The input
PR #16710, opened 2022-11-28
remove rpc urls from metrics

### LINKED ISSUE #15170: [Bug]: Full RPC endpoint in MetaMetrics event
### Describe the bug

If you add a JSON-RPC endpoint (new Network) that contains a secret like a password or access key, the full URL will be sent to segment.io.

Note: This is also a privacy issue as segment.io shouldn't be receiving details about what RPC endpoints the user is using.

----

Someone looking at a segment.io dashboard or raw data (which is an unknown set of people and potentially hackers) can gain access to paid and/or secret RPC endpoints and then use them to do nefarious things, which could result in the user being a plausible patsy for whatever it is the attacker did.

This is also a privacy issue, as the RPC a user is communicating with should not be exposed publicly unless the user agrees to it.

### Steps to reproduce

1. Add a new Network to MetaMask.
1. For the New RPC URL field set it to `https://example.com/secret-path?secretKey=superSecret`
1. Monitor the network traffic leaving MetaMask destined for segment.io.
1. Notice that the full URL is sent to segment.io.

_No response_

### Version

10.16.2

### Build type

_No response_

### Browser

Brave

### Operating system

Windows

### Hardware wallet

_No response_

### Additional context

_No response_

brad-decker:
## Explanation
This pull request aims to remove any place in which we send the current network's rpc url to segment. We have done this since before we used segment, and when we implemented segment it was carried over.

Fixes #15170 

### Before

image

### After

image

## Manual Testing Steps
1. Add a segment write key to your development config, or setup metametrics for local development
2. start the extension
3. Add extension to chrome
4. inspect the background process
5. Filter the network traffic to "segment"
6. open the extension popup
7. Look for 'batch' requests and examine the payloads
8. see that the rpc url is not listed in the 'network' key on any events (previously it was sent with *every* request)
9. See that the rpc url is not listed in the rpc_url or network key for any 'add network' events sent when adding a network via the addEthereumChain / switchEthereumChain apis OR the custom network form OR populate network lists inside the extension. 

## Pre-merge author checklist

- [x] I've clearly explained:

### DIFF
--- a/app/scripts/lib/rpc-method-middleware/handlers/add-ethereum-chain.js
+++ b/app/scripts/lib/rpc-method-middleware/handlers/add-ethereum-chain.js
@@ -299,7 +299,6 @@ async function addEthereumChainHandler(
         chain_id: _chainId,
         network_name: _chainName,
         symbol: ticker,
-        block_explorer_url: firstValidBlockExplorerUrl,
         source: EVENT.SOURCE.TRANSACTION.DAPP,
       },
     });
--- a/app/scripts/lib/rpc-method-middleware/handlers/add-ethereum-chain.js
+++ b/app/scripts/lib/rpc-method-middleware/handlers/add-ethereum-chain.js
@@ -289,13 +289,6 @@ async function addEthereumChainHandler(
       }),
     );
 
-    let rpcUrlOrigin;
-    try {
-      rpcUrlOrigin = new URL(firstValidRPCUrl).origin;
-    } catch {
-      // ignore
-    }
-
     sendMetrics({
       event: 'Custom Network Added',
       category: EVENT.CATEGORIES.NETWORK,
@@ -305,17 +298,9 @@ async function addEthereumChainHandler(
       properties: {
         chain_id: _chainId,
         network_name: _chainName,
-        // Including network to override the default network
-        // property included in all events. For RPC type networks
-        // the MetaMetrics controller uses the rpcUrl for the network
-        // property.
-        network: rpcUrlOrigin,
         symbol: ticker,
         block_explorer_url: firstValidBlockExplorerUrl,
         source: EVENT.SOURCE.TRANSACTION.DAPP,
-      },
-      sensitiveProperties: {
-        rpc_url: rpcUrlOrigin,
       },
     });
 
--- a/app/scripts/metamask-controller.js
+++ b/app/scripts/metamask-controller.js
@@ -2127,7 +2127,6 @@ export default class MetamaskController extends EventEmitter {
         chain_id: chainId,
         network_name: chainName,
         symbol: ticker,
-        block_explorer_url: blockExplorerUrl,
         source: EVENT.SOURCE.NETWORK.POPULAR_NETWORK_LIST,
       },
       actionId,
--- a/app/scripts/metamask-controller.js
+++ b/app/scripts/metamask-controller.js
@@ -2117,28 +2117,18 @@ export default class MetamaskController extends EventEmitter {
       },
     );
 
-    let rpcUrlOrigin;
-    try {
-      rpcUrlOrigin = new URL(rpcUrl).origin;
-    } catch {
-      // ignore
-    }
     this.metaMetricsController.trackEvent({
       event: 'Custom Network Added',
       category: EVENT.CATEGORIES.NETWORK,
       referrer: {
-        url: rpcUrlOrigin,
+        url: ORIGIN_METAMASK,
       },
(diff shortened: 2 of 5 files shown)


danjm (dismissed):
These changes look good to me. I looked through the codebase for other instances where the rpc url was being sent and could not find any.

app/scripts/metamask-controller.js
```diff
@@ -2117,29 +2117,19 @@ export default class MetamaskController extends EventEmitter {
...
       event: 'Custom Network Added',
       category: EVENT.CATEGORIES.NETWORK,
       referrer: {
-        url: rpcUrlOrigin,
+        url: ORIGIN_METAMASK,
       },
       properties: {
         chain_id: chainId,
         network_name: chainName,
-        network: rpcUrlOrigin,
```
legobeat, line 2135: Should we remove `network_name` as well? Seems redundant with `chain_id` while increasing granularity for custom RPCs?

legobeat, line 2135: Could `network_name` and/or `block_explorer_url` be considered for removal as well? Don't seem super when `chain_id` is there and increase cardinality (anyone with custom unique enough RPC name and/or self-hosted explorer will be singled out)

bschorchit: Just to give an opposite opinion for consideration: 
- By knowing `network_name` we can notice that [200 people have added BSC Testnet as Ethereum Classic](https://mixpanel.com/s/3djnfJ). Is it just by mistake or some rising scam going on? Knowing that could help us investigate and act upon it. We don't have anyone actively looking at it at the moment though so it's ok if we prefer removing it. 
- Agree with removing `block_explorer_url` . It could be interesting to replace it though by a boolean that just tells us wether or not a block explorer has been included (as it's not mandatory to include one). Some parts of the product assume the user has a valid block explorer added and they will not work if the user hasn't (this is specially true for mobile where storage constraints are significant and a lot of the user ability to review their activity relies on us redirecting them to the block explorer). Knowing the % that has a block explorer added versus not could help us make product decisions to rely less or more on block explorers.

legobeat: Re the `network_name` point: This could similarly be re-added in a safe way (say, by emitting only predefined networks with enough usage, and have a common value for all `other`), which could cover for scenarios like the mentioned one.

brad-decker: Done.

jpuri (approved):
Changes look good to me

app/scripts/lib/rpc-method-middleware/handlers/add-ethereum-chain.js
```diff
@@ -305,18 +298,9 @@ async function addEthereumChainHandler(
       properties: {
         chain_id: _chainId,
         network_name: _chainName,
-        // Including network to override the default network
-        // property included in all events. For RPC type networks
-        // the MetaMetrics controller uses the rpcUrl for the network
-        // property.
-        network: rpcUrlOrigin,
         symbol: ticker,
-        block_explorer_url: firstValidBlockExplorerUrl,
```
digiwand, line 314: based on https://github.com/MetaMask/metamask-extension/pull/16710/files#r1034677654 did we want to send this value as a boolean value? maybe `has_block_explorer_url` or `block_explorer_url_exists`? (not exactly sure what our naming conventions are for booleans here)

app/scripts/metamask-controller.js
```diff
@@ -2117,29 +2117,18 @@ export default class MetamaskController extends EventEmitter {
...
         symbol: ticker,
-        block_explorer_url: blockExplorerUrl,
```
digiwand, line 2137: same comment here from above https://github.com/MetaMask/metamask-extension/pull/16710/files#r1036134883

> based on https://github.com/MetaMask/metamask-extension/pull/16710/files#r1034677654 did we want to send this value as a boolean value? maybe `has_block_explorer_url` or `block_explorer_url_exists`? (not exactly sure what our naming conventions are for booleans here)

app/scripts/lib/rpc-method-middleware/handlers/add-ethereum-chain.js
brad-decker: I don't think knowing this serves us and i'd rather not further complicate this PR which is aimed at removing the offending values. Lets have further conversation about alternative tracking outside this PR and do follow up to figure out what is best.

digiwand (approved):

Exercise brief
Each entry is to be given again, exactly as it stands.

Task solution
PR #16710, opened 2022-11-28
remove rpc urls from metrics

### LINKED ISSUE #15170: [Bug]: Full RPC endpoint in MetaMetrics event
### Describe the bug

If you add a JSON-RPC endpoint (new Network) that contains a secret like a password or access key, the full URL will be sent to segment.io.

Note: This is also a privacy issue as segment.io shouldn't be receiving details about what RPC endpoints the user is using.

----

Someone looking at a segment.io dashboard or raw data (which is an unknown set of people and potentially hackers) can gain access to paid and/or secret RPC endpoints and then use them to do nefarious things, which could result in the user being a plausible patsy for whatever it is the attacker did.

This is also a privacy issue, as the RPC a user is communicating with should not be exposed publicly unless the user agrees to it.

### Steps to reproduce

1. Add a new Network to MetaMask.
1. For the New RPC URL field set it to `https://example.com/secret-path?secretKey=superSecret`
1. Monitor the network traffic leaving MetaMask destined for segment.io.
1. Notice that the full URL is sent to segment.io.

_No response_

### Version

10.16.2

### Build type

_No response_

### Browser

Brave

### Operating system

Windows

### Hardware wallet

_No response_

### Additional context

_No response_

brad-decker:
## Explanation
This pull request aims to remove any place in which we send the current network's rpc url to segment. We have done this since before we used segment, and when we implemented segment it was carried over.

Fixes #15170 

### Before

image

### After

image

## Manual Testing Steps
1. Add a segment write key to your development config, or setup metametrics for local development
2. start the extension
3. Add extension to chrome
4. inspect the background process
5. Filter the network traffic to "segment"
6. open the extension popup
7. Look for 'batch' requests and examine the payloads
8. see that the rpc url is not listed in the 'network' key on any events (previously it was sent with *every* request)
9. See that the rpc url is not listed in the rpc_url or network key for any 'add network' events sent when adding a network via the addEthereumChain / switchEthereumChain apis OR the custom network form OR populate network lists inside the extension. 

## Pre-merge author checklist

- [x] I've clearly explained:

### DIFF
--- a/app/scripts/lib/rpc-method-middleware/handlers/add-ethereum-chain.js
+++ b/app/scripts/lib/rpc-method-middleware/handlers/add-ethereum-chain.js
@@ -299,7 +299,6 @@ async function addEthereumChainHandler(
         chain_id: _chainId,
         network_name: _chainName,
         symbol: ticker,
-        block_explorer_url: firstValidBlockExplorerUrl,
         source: EVENT.SOURCE.TRANSACTION.DAPP,
       },
     });
--- a/app/scripts/lib/rpc-method-middleware/handlers/add-ethereum-chain.js
+++ b/app/scripts/lib/rpc-method-middleware/handlers/add-ethereum-chain.js
@@ -289,13 +289,6 @@ async function addEthereumChainHandler(
       }),
     );
 
-    let rpcUrlOrigin;
-    try {
-      rpcUrlOrigin = new URL(firstValidRPCUrl).origin;
-    } catch {
-      // ignore
-    }
-
     sendMetrics({
       event: 'Custom Network Added',
       category: EVENT.CATEGORIES.NETWORK,
@@ -305,17 +298,9 @@ async function addEthereumChainHandler(
       properties: {
         chain_id: _chainId,
         network_name: _chainName,
-        // Including network to override the default network
-        // property included in all events. For RPC type networks
-        // the MetaMetrics controller uses the rpcUrl for the network
-        // property.
-        network: rpcUrlOrigin,
         symbol: ticker,
         block_explorer_url: firstValidBlockExplorerUrl,
         source: EVENT.SOURCE.TRANSACTION.DAPP,
-      },
-      sensitiveProperties: {
-        rpc_url: rpcUrlOrigin,
       },
     });
 
--- a/app/scripts/metamask-controller.js
+++ b/app/scripts/metamask-controller.js
@@ -2127,7 +2127,6 @@ export default class MetamaskController extends EventEmitter {
         chain_id: chainId,
         network_name: chainName,
         symbol: ticker,
-        block_explorer_url: blockExplorerUrl,
         source: EVENT.SOURCE.NETWORK.POPULAR_NETWORK_LIST,
       },
       actionId,
--- a/app/scripts/metamask-controller.js
+++ b/app/scripts/metamask-controller.js
@@ -2117,28 +2117,18 @@ export default class MetamaskController extends EventEmitter {
       },
     );
 
-    let rpcUrlOrigin;
-    try {
-      rpcUrlOrigin = new URL(rpcUrl).origin;
-    } catch {
-      // ignore
-    }
     this.metaMetricsController.trackEvent({
       event: 'Custom Network Added',
       category: EVENT.CATEGORIES.NETWORK,
       referrer: {
-        url: rpcUrlOrigin,
+        url: ORIGIN_METAMASK,
       },
(diff shortened: 2 of 5 files shown)


danjm (dismissed):
These changes look good to me. I looked through the codebase for other instances where the rpc url was being sent and could not find any.

app/scripts/metamask-controller.js
```diff
@@ -2117,29 +2117,19 @@ export default class MetamaskController extends EventEmitter {
...
       event: 'Custom Network Added',
       category: EVENT.CATEGORIES.NETWORK,
       referrer: {
-        url: rpcUrlOrigin,
+        url: ORIGIN_METAMASK,
       },
       properties: {
         chain_id: chainId,
         network_name: chainName,
-        network: rpcUrlOrigin,
```
legobeat, line 2135: Should we remove `network_name` as well? Seems redundant with `chain_id` while increasing granularity for custom RPCs?

legobeat, line 2135: Could `network_name` and/or `block_explorer_url` be considered for removal as well? Don't seem super when `chain_id` is there and increase cardinality (anyone with custom unique enough RPC name and/or self-hosted explorer will be singled out)

bschorchit: Just to give an opposite opinion for consideration: 
- By knowing `network_name` we can notice that [200 people have added BSC Testnet as Ethereum Classic](https://mixpanel.com/s/3djnfJ). Is it just by mistake or some rising scam going on? Knowing that could help us investigate and act upon it. We don't have anyone actively looking at it at the moment though so it's ok if we prefer removing it. 
- Agree with removing `block_explorer_url` . It could be interesting to replace it though by a boolean that just tells us wether or not a block explorer has been included (as it's not mandatory to include one). Some parts of the product assume the user has a valid block explorer added and they will not work if the user hasn't (this is specially true for mobile where storage constraints are significant and a lot of the user ability to review their activity relies on us redirecting them to the block explorer). Knowing the % that has a block explorer added versus not could help us make product decisions to rely less or more on block explorers.

legobeat: Re the `network_name` point: This could similarly be re-added in a safe way (say, by emitting only predefined networks with enough usage, and have a common value for all `other`), which could cover for scenarios like the mentioned one.

brad-decker: Done.

jpuri (approved):
Changes look good to me

app/scripts/lib/rpc-method-middleware/handlers/add-ethereum-chain.js
```diff
@@ -305,18 +298,9 @@ async function addEthereumChainHandler(
       properties: {
         chain_id: _chainId,
         network_name: _chainName,
-        // Including network to override the default network
-        // property included in all events. For RPC type networks
-        // the MetaMetrics controller uses the rpcUrl for the network
-        // property.
-        network: rpcUrlOrigin,
         symbol: ticker,
-        block_explorer_url: firstValidBlockExplorerUrl,
```
digiwand, line 314: based on https://github.com/MetaMask/metamask-extension/pull/16710/files#r1034677654 did we want to send this value as a boolean value? maybe `has_block_explorer_url` or `block_explorer_url_exists`? (not exactly sure what our naming conventions are for booleans here)

app/scripts/metamask-controller.js
```diff
@@ -2117,29 +2117,18 @@ export default class MetamaskController extends EventEmitter {
...
         symbol: ticker,
-        block_explorer_url: blockExplorerUrl,
```
digiwand, line 2137: same comment here from above https://github.com/MetaMask/metamask-extension/pull/16710/files#r1036134883

> based on https://github.com/MetaMask/metamask-extension/pull/16710/files#r1034677654 did we want to send this value as a boolean value? maybe `has_block_explorer_url` or `block_explorer_url_exists`? (not exactly sure what our naming conventions are for booleans here)

app/scripts/lib/rpc-method-middleware/handlers/add-ethereum-chain.js
brad-decker: I don't think knowing this serves us and i'd rather not further complicate this PR which is aimed at removing the offending values. Lets have further conversation about alternative tracking outside this PR and do follow up to figure out what is best.

digiwand (approved):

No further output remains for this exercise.